[Stored data]
★ ★ ★ ★ ★

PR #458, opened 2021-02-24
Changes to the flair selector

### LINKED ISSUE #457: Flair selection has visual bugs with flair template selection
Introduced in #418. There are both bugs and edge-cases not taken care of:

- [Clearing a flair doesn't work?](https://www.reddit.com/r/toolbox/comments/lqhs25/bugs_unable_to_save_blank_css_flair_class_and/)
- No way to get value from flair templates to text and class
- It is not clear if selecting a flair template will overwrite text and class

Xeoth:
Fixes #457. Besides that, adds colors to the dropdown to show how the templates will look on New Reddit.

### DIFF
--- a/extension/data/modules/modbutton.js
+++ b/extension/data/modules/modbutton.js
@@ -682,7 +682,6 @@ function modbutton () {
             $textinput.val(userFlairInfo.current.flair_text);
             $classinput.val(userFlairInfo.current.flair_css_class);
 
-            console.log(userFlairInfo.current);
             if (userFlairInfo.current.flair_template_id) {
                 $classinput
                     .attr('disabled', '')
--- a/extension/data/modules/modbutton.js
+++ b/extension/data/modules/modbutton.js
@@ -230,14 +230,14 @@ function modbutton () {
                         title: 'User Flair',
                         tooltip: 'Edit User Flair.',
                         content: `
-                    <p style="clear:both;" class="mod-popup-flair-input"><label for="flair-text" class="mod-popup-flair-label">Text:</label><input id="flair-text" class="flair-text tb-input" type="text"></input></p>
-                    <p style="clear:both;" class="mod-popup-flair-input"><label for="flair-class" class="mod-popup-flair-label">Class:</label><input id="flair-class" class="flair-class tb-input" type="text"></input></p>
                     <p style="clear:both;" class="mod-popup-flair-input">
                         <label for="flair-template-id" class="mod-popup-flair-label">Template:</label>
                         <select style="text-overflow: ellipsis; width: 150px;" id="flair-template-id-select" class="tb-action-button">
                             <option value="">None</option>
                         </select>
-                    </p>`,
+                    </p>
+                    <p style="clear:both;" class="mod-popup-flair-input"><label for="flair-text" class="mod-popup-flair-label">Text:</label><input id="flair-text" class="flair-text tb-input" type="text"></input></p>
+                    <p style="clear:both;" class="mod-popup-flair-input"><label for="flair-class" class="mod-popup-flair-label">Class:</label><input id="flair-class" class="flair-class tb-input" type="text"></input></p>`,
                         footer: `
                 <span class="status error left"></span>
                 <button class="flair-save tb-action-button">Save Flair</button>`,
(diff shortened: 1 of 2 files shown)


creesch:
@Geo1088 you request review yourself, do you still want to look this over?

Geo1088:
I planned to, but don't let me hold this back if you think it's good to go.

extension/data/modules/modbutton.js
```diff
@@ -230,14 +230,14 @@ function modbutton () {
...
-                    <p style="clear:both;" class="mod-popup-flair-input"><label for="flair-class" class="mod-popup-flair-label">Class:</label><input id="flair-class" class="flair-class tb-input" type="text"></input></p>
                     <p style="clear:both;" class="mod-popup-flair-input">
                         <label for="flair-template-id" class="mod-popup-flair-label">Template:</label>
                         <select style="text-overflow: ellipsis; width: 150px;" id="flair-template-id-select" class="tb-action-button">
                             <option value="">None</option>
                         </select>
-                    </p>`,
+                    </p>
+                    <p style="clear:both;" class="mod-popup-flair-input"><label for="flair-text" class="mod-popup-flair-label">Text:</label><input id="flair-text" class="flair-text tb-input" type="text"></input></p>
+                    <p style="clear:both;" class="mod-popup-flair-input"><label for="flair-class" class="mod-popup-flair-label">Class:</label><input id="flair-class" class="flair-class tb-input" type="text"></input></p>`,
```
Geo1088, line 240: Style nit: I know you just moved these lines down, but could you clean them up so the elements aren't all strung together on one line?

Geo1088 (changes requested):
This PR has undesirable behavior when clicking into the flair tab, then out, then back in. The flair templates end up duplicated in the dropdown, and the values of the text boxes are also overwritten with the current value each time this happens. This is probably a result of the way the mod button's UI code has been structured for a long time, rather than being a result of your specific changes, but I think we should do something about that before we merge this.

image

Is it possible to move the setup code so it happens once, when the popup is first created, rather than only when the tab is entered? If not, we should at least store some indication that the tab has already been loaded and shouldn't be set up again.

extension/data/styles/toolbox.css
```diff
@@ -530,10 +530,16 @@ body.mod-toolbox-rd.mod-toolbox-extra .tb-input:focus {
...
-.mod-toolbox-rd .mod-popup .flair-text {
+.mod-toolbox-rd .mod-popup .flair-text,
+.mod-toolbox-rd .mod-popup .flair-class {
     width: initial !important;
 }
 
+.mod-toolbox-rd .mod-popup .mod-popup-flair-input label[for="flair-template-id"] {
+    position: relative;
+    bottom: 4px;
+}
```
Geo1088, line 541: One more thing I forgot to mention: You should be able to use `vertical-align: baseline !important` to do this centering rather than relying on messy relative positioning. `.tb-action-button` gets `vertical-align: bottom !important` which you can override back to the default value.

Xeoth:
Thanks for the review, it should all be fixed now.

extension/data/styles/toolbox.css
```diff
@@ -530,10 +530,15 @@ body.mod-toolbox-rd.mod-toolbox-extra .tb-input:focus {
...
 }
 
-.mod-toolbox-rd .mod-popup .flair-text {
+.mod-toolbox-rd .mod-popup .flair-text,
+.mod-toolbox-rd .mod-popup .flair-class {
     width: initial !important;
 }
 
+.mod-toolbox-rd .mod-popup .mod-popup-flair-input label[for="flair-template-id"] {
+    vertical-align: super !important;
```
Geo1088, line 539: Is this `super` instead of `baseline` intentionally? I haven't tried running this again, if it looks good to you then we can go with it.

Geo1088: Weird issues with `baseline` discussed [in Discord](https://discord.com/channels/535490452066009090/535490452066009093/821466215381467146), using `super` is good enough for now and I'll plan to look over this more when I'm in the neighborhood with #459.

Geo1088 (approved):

★ ★ ★ ★ ★

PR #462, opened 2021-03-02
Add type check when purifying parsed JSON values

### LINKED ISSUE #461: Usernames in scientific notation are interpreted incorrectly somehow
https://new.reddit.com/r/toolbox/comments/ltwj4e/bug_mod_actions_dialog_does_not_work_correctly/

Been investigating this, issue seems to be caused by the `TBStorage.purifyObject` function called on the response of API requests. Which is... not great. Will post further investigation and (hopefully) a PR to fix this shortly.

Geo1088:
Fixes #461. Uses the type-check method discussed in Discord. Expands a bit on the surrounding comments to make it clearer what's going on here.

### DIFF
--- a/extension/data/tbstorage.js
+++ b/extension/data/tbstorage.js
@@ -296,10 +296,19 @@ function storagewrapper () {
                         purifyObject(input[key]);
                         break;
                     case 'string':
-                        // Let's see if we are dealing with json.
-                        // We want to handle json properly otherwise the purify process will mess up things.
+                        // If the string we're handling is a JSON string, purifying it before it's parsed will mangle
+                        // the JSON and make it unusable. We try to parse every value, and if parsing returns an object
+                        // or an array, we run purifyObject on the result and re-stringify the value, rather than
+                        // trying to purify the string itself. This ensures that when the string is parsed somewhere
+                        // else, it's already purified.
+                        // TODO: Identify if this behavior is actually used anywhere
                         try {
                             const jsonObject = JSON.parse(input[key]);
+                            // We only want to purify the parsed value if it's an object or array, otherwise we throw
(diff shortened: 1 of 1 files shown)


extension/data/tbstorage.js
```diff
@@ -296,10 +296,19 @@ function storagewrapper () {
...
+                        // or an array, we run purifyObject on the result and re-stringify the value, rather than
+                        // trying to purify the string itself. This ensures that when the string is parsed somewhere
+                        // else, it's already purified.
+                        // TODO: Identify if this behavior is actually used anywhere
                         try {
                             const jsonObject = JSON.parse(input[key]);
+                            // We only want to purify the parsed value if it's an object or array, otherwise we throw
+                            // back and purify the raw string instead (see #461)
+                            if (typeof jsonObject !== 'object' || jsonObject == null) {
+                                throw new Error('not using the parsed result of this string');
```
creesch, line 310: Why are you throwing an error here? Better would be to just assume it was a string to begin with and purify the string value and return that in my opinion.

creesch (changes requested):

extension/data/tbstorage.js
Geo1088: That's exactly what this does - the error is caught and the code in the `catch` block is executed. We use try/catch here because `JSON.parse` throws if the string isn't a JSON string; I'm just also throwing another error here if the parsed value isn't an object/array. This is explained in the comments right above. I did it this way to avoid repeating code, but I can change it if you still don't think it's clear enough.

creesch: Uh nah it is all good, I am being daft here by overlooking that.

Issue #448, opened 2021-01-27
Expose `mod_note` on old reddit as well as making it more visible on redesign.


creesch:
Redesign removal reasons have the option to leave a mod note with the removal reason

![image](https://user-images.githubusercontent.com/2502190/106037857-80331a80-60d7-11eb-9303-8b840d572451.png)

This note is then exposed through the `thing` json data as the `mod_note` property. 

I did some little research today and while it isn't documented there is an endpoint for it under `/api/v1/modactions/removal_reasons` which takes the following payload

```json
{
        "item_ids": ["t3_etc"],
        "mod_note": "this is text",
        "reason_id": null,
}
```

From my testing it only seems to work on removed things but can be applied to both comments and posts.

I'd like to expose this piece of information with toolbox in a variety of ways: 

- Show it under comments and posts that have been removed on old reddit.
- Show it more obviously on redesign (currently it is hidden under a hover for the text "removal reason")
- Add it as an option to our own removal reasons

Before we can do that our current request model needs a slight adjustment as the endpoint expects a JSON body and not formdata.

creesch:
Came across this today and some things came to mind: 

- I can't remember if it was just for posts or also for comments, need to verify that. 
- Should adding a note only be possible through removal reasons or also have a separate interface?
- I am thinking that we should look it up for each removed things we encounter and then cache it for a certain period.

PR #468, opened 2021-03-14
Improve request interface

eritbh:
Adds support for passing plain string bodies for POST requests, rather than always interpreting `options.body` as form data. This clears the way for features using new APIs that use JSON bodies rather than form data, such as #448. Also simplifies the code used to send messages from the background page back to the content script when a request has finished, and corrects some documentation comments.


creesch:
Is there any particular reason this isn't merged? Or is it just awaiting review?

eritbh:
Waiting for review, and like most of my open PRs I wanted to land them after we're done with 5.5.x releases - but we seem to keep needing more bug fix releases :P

★ ★ ★ ★ ★

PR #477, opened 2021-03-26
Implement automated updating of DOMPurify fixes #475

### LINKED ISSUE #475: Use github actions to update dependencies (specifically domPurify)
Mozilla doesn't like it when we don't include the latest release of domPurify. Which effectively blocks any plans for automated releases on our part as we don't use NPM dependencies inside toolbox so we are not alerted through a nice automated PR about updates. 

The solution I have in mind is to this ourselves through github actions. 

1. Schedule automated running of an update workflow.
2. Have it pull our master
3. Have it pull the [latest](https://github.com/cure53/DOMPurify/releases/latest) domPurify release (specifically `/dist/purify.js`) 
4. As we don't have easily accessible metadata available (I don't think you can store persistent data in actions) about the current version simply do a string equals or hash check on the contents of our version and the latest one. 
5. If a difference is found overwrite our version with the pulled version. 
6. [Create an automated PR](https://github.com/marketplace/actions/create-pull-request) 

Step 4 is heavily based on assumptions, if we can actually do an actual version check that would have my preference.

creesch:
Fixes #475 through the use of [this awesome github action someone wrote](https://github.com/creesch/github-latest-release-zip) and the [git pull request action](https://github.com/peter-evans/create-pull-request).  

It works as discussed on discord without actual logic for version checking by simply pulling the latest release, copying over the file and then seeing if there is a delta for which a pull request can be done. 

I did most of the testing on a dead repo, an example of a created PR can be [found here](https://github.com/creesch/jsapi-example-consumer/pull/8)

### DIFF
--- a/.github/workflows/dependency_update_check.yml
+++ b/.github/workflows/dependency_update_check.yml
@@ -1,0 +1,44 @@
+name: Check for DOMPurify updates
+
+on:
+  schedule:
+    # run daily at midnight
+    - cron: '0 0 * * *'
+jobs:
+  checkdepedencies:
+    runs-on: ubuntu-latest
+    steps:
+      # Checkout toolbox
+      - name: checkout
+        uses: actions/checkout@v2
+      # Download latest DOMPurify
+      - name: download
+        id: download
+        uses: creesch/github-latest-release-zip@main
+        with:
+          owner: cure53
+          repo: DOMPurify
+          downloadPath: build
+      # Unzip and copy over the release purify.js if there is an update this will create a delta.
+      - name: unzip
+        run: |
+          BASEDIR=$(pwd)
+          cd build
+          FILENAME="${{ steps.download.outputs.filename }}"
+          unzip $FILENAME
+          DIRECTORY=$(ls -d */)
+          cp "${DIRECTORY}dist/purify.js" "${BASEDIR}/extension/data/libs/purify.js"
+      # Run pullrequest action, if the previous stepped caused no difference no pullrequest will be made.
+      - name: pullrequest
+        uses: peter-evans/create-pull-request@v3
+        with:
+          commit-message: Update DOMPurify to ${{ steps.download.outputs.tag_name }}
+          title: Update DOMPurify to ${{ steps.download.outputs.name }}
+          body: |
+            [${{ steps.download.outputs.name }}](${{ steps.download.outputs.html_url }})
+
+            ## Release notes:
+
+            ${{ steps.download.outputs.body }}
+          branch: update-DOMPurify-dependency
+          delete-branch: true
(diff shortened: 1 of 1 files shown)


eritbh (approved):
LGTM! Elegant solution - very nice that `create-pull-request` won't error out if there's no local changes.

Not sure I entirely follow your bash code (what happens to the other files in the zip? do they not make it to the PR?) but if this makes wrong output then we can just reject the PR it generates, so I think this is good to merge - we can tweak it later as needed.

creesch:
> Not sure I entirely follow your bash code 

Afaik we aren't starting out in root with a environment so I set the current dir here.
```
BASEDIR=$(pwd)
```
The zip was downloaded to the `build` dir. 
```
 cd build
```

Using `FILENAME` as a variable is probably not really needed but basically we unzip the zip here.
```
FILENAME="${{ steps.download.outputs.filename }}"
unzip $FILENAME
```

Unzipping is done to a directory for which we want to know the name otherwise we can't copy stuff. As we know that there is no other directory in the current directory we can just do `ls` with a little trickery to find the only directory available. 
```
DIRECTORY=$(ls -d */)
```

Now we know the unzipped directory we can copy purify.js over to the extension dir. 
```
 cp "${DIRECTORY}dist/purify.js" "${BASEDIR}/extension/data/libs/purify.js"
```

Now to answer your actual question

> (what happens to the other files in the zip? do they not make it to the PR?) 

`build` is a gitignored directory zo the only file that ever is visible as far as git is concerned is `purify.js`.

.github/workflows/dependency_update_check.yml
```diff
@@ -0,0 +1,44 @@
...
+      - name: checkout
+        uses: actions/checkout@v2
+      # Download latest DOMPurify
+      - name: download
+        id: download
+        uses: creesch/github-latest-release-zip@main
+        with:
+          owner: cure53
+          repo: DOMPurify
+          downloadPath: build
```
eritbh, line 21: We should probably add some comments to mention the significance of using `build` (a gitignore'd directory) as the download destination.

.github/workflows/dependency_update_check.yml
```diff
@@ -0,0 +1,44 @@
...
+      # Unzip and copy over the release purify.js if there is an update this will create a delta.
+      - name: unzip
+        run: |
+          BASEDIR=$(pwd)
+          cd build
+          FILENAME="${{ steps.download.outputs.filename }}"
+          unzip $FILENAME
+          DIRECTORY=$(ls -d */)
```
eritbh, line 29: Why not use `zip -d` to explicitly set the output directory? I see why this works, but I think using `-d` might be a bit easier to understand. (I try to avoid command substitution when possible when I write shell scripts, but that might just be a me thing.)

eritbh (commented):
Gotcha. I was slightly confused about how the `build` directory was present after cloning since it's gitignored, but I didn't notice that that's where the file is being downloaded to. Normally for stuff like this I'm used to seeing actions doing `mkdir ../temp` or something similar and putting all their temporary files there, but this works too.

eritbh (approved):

★ ★ ★ ★ ★

§ **TASK GOAL**
Identify how many lines in the entries above include the string "updates", then state that number alone.

§ **ANSWER BOX**
2